Simplified example project. Two projects Parent and Child. Parent project references System.Web. Child project references Parent project. Parent project contains one class Parent:

using System.Web.UI;

namespace Parent
{
    public static class Parent
    {
        public static T DoStuff<T>(this object obj)
            where T : Control 
        {
            return null;
        }
    }
}

Child project contains one class Child:

using System.Collections.Generic;
using System.Linq;
using Parent;

namespace Child
{
    public class Child
    {
        void Test()
        {
            var strings = new List<string>();
            var string1 = strings.FirstOrDefault();
        }
    }
}

Exception is thrown on var string1 = strings.First(); . I would just add reference to System.Web in Child project and everything works fine. But I would like to understand why it works like this. If I change parent class to:

public static class Parent
{
    public static Control DoStuff(this object obj)
    {
        return null;
    }
}

Instead of using generics I use Control class directly. And it works fine. Any ideas?

edited: var string1 = strings.FirstOrDefault();

If you reference a project, it adds a reference to its compiled dll. However, only because you reference a dll doesn't makes your project to reference recursively all dll's that are referenced by the referenced dll.

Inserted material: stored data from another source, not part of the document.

PR #160, opened 2016-05-22
Clarity - "consists of" -> "contains"

wkumari:
"Each log consists of certificate chains" -> "Each log contains certificate chains..." 

"consists of" makes it sound like certificate chains are the only thing in the log.
I'm suggesting "contains", but I'm not sure it is much better. 
Feel free to reject / ignore.

Apologies,  diff not highlighting changes again.


wkumari:
Submitted with incorrect "Primary email" selected.

PR #167, opened 2016-05-27
Removing duplicate text.

eranmes:
That section exists twice, remove it from the non-optional part.


eranmes:
@benlaurie PTAL because I suspect your merge shenanigans...

benlaurie:
Highly likely. Sorry about that.

PR #3521, opened 2024-10-21
All content finder: GA4 improvements

csutter:
This PR improves the GA4 tracking for finders, mostly for the benefit of the new all content finder UI (but some changes also apply to the old UI).

In particular, it:
- Changes the finder tracker to include section details (index/count/link) on removal and not just on adding
- Adds a new `date` update type for the finder tracker to handle the three-field date input on the new UI
- Enables tracking date input errors on the new UI using `ga4-auto-tracker`

### DIFF
--- a/app/assets/javascripts/analytics-ga4/ga4-finder-tracker.js
+++ b/app/assets/javascripts/analytics-ga4/ga4-finder-tracker.js
@@ -96,16 +96,16 @@
             schema.section = section.getAttribute('data-ga4-section')
           }
 
+          var index = this.getSectionIndex(filterParent)
           if (wasFilterRemoved) {
             schema.action = 'remove'
             schema.text = elementType === 'text' ? undefined : elementValue
           } else {
             schema.action = elementType === 'text' ? 'search' : 'select'
-            var index = this.getSectionIndex(filterParent)
-            schema.index_link = index.index_link || undefined
-            schema.index_section = index.index_section || undefined
-            schema.index_section_count = index.index_section_count || undefined
           }
+          schema.index_link = index.index_link || undefined
+          schema.index_section = index.index_section || undefined
+          schema.index_section_count = index.index_section_count || undefined
           break
 
         case 'update-keyword':
--- a/app/assets/javascripts/analytics-ga4/ga4-finder-tracker.js
+++ b/app/assets/javascripts/analytics-ga4/ga4-finder-tracker.js
@@ -24,6 +24,9 @@
       data.event_name = 'select_content'
 
       var elementInfo = this.getElementInfo(eventTarget, elementType, section)
+      if (!elementInfo) {
+        return
+      }
       var elementValue = elementInfo.elementValue
       data.text = elementValue
       var wasFilterRemoved = elementInfo.wasFilterRemoved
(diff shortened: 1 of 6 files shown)


app/assets/javascripts/analytics-ga4/ga4-finder-tracker.js
```diff
@@ -83,6 +86,27 @@
...
           break
+
+        case 'date': {
+          // The GOV.UK Design System date input consists of three grouped but separate fields (day,
+          // month, year). We want to fire a single event when all three fields are filled in to
+          // avoid firing excessive events.
+          const inputs = Array.from(
+            eventTarget.closest('.govuk-date-input').querySelectorAll('input')
+          )
+          const allInputsSet = inputs.every((input) => input.value)
```
kevindew, line 97:
```suggestion
          const allInputsSet = inputs.every(input => input.value)
```

Nit: parenthesis aren't required for one argument - I've had a few reviews by frontenders here that are keen that we don't use these parentheses unnecessarily, so sharing the nag

kevindew (commented):
Looks good, just a few minor things

app/assets/javascripts/analytics-ga4/ga4-finder-tracker.js
```diff
@@ -83,6 +86,27 @@
             wasFilterRemoved = true
           }
           break
+
+        case 'date': {
```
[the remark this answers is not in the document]
csutter: Little bit eccentric yeah – Standard won't let you define new variables inside a case without an explicit scope (as it would leak otherwise), so the `const inputs` below would fail linting.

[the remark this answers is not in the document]
kevindew: oh that's a bit annoying! thanks for explaining - fine to leave in.

docs/analytics-ga4/ga4-finder-tracker.md
```diff
@@ -71,10 +71,13 @@ If the filter `<select>` element changes and is set to their _first option_, we
 
 Radio buttons have `data-ga4-change-category="update-filter radio"` on them. If the changed radio button is not the _first radio button_ (i.e. the default selection), then, the `update-filter` event will build an "Filter added" GTM Object. If the changed radio button is the _first radio button_, it will build a "Filter removed" GTM Object. This is because the first radio button in a list is typically the default "All XYZ" filter state. The value we grab for a radio button is the user friendly label associated with the `<input>`.
 
-### Date filters (`<input type="text">`)
+### Date filters with single input field (`<input type="text">`)
```
kevindew, line 74: I've no qualms with you using "Legacy" on the description of these if that is helpful in explaining them - they'll always be legacy from this point until they're removed.

kevindew (approved):
Nice one, thanks - feel free to change the title in the doc if you prefer it to have "Legacy" in it.

docs/analytics-ga4/ga4-finder-tracker.md
csutter: Decided to forgo "legacy" as we are still using them in some contexts and we don't know if/when we'll get rid of them!

PR #3522, opened 2024-10-21
All content finder: Enable parent breadcrumb

csutter:
This implements the parent breadcrumb feature analogous to the existing finders: if specific breadcrumbs are set, they are rendered instead of the regular contextual breadcrumbs.

### DIFF
--- a/app/views/finders/show_all_content_finder.html.erb
+++ b/app/views/finders/show_all_content_finder.html.erb
@@ -14,7 +14,16 @@
 <% end %>
 <% content_for :meta_title, content_item.title %>
 
-<%= render 'govuk_publishing_components/components/contextual_breadcrumbs', content_item: content_item.as_hash %>
+<% if @breadcrumbs.breadcrumbs %>
+  <%= render 'govuk_publishing_components/components/breadcrumbs', {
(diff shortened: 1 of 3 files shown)


kevindew (approved):

app/views/finders/show_all_content_finder.html.erb
```diff
@@ -14,7 +14,16 @@
 <% end %>
 <% content_for :meta_title, content_item.title %>
 
-<%= render 'govuk_publishing_components/components/contextual_breadcrumbs', content_item: content_item.as_hash %>
+<% if @breadcrumbs.breadcrumbs %>
```
kevindew, line 17: Just a thought after approving. Is @breadcrumbs always an object? Just wondered if this could return nil and you get a NoMethodError

csutter: Yes - it comes from [`FindersController`](https://github.com/alphagov/finder-frontend/blob/main/app/controllers/finders_controller.rb#L162) and is always set. Just the return value of `#breadcrumbs` may be nil which is a bit awkward, but I didn't want to start refactoring that as I'd probably go down a bit of a rabbithole!

PR #3530, opened 2024-10-23
All content finder: Send `search` event on submit

csutter:
This currently happens whenever the user changes the text in the keywords field, whether they then submit the form or not (because they legacy UI would run a search with JS on a change event).

This removes the change tracker from the keywords field, choosing instead to send a `search` event on form submit - but only if the user has actually changed their keywords since the last search/page load (which is what we want to track with this event).


kevindew (approved):
Looks good, just a small suggestion to avoid lots of indentation

PR #3533, opened 2024-10-24
SortFacet: Add `#sentence_fragment`

csutter:
This is required for compatibility with the other ("real") facets when rendering the page as JSON or Atom.

We can safely return nil though as it's just called but not actually used in the response.


kevindew (approved):
May not actually need a test

PR #3538, opened 2024-10-28
Manuals registry: Include HMRC manuals

csutter:
For some reason, these aren't fetched, which means that searches filtered by HMRC manuals don't show a filter tag.

## Before
image

## After
image


kevindew (approved):
Nice catch

PR #3545, opened 2024-11-01
Use new Publishing Components GA4 search tracker

csutter:
This allows us to remove the custom search tracking from the all content finder Javascript module.


leenagupte (approved):
I love a bit of JS deletion 🎉

PR #3548, opened 2024-11-04
Clean up Cucumber feature test suite

csutter:
The feature test suite has a number of steps and helper code that aren't actually used anymore.

This PR removes those, and also renames `site_search_steps` to `all_content_finder_steps` to be in line with the feature name.


leenagupte (approved):
I love a good deletion. 🧹 🥇

PR #3553, opened 2024-11-07
All content finder: Minor design/content tweaks

csutter:
This PR updates the all content finder to:
- use the `short_name` for displaying date facet names (slightly counterintuitively, the `short_name` for this field is actually _longer_ than the `name` 😵‍💫)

Let's say you add a reference to project B to your project A. While project B has a reference to System.Web it won't automatically reference it in project A. If the system would recursively add references to a dll you would end up having a ton of references you don't need.

That is why you still have to reference all necessary assemblies manually in your project A in order to be able to use everything from Project B.